FIG. 4 is a diagram illustrating a capacitive element according to a second embodiment of the present invention.

FIG. 5 is a diagram showing a structured magnetic material according to a second embodiment of the present invention, incorporating the capacitive element of FIG. 4;

FIG. 6 is a diagram illustrating another shape of the capacitive element according to the third embodiment of the present invention.

FIG. 7 illustrates a structured magnetic material incorporating the array of capacitive elements of FIG.
It is the figure which plotted effective magnetic permeability with respect to frequency.

FIG. 8 is a diagram showing a capacitive element according to a fourth embodiment of the present invention.

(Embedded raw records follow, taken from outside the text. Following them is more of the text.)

PR #566, opened 2016-09-07
fix ExtraTests skip message quoting

rivy:
This is needed since the smoke testing message contains internal double-quotes (i.e., '"smoke bot" ...').


dolmen:
This patch doesn't fix anything. There is no issue in the original code.

karenetheridge:
@dolmen normally that's true, but `$msg` in this code is filled in at build time, not when the generated test is executed.  Without the patch, the generated line looks like:

    print "1..0 # SKIP these tests are for "smoke bot" testing\n";

dolmen:
Sorry @rivy. I'm wrong. When reviewing on GitHub I missed that the whole BEGIN block code was itself in a string.

rjbs:
Thanks, applied!

PR #571, opened 2016-10-19
Add cpanm versions test

mickeyn:
noticed this is not tested + conditions seem a bit too complicated than needed.


rjbs:
Thanks, applied!

PR #573, opened 2016-12-17
also run Module::Runtime::Conflicts in t/zzz-check-breaks.t

karenetheridge:
This doesn't add any additional prereqs, because Module::Runtime::Conflicts is
a prereq of Moose.


rjbs:
Applied, thanks!

PR #575, opened 2016-12-17
also prune tmp/

karenetheridge:
Dist::Zilla::Tester might leave this (non-empty) directory behind if some
tests failed, but it should never be included in the distribution.


rjbs:
I am 95% on board and 5% worried about somebody who is using GatherDir::Git with PruneCruft.  But presumably you should never need the latter and former together.  Applied!

PR #576, opened 2016-12-17
treat Module::Runtime as an "internal" module for carping

karenetheridge:
This means that if a module (e.g. a Dist::Zilla plugin) being loaded via
Module::Runtime issues a warning, we will look to the caller for warning
categories, rather than Module::Runtime itself (which happens to disable *all*
warnings).


rjbs:
Not fully convinced.  Convinced enough.  Merged!

PR #577, opened 2017-01-03
detect :version directive in root section in authordeps

karenetheridge:


dolmen:
I understand the rationale for calling this key `:version` (for consistency with `:version` in plugins sections) but I think this will only bring confusion to users who will have both `version` and `:version` in the top section.
If the key need a comment just above the line to say "; this is the required dzil version" because it is obscure, I think it would be just better to call the key `dzil_version`.

karenetheridge:
This is a very rarely-needed feature; it's not even documented.  Generally
it's the plugins that have a specific version requirement, not core itself.

rjbs:
Thanks, good idea, and applied!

FIG. 9 is a view showing a structured magnetic material according to a fourth embodiment of the present invention, in which the capacitive element of FIG. 8 is incorporated.

FIG. 10 is a schematic view of a capacitive element according to a fifth embodiment of the present invention.

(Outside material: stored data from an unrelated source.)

PR #578, opened 2017-01-08
Format copyright year as "X - Y" when the year in the config is not t…

autarch:
…he current year

### DIFF
--- a/Changes
+++ b/Changes
@@ -1,6 +1,9 @@
 Revision history for {{$dist->name}}
 
 {{$NEXT}}
+        - if the copyright_year in the dist.ini is not this year, the
+          copyright statement and license are formatted as "$year -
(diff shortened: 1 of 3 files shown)


autarch:
Somewhat related to #135

rjbs:
I really don't care for this kind of change, because opinions and lawyers seem to vary on what is appropriate under what circumstances.  Would a CopyrightProvider be better?  I don't know, seems like a pain.  I'll think about it.

autarch:
Yeah, all I really want is a way to format the year a certain way without having to provide my own License class.

rjbs:
If I had a time machine, I'd have used `copyright_since` or something.

rjbs:
addressed in #745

FIG. 11 shows a state where the capacitance element of FIG. 10 is not wound.

FIG. 12 is a diagram in which a wave vector is plotted with respect to frequency for a structured magnetic material incorporating the capacitive element of FIG. 10;

FIG. 13 is a schematic view of a capacitive element according to still another embodiment of the present invention.

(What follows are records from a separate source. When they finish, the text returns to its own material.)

PR #1442, opened 2025-05-05
nsc/gcp: allow configuring token duration for nsc gcp impersonate

annervisser:
#### nsc/gcp: allow configuring token duration for nsc gcp impersonate

- Add --duration flag to change the namespace token validity duration
- Add --gcp_token_lifetime flag to change configured gcp token duration
- Use existing duration flag for token in aws, ecr, oidc federation cmds


n-g (commented):
LGTM

PR #1486, opened 2025-06-13
build/binary: Stamp built images with build provenance.

nichtverstehen:
Set ns.build-workflow-url and ns.source-commit annotations.

ref NSL-5715


n-g (commented):
LGTM

PR #1487, opened 2025-06-17
feat(vault): add an option to do not prepend base domain to CN

edganiukov:
So that we can have any CNs (mostly to use with external services).


n-g (commented):
LGTM

PR #1698, opened 2026-02-04
Update integrations to enable CreateNewVersionIfExists for artifact uploads

hugosantos:
Updates the integrations dependency to include the change that enables `CreateNewVersionIfExists: true` by default when uploading artifacts via `nsc artifact upload`.

This means artifact uploads will automatically create new versions instead of failing when an artifact already exists.

Also removes the outdated 'single file only' limitation notes from upload/download help text.

Depends on: https://github.com/namespacelabs/integrations/pull/53


InverseIntegral (commented):
LGTM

FIG. 14 is a schematic diagram of a capacitor equivalent to the capacitor of FIG. 13;

────────────────────────────────────────────────── ─── Continuing on the front page (72) Inventor Stewart William James United Kingdom Northamptonshire Enuenu 12 8 R. Blakesley High Street (No Address) Manor House (72) Inventor Wilshire Michael Charles Kio England Buckinghamshire HCP 11 1Ebee High Weekcome The Blackens 3 (72) Inventor Pendley John Bryan Sally Katy 11 2P eCorbum Nip Hill Mechley (No Address) F-Term (Reference) 5E321 BB60 GG07 5J020 EA02 EA06 EA06 EA10

Claims (12)

[Claims] A structure (2, 42, 72) having magnetic characteristics by providing an array of capacitive elements (4, 44, 64, 74, 84, 114), wherein each capacitive element has a low resistance. And the magnetic component (H) of the electromagnetic radiation (20) present in a predetermined frequency band, the current (j (x (x)) flowing around said path and through said corresponding element. )) And wherein the size of the elements and their spacing from one another are selected to give a predetermined permeability in response to the received electromagnetic radiation. 2. The structure according to claim 1, wherein each of the capacitors has a substantially circular cross section. 3. Each capacitive element (4,44) is in the form of two or more concentric conducting cylinders (6,8,46,48), and each said cylinder has a length. 3. Structure according to claim 1 or 2, characterized by having a gap (10, 50) along the length. 4. Each cylinder (44) includes a plurality of stacked planar portions (46, 48).
The structure according to claim 3, wherein each of the flat portions is insulated from an adjacent flat portion. 5. The structure as claimed in claim 1, wherein each of the capacitive elements is in the form of a spirally wound conductive sheet. 6. The helical structure according to claim 5, wherein successive turns of the helix gradually displace along the axis of the helix so that adjacent turns partially overlap each other. Structure described in. 7. Each capacitive element includes a plurality of stacked planar portions (74), and each of the planar portions is insulated from each other and has a helical shape. The structure according to claim 6. 8. The structure according to claim 1, wherein the axes of the capacitive elements are oriented in a common direction. 9. The capacitive element according to claim 1, wherein a set of the capacitive elements is arranged so that two or three sets of axes have axes that are orthogonal to each other. Item 2. The structure according to item 1. 10. The structure according to claim 1, wherein the capacitance element exists in a plurality of planes to form a multilayer structure. 11. The structure according to claim 1, further comprising a dielectric-switchable material (118) in the structure. 12. The structure according to claim 11, wherein said dielectric constant switchable material (118) is a ferroelectric material.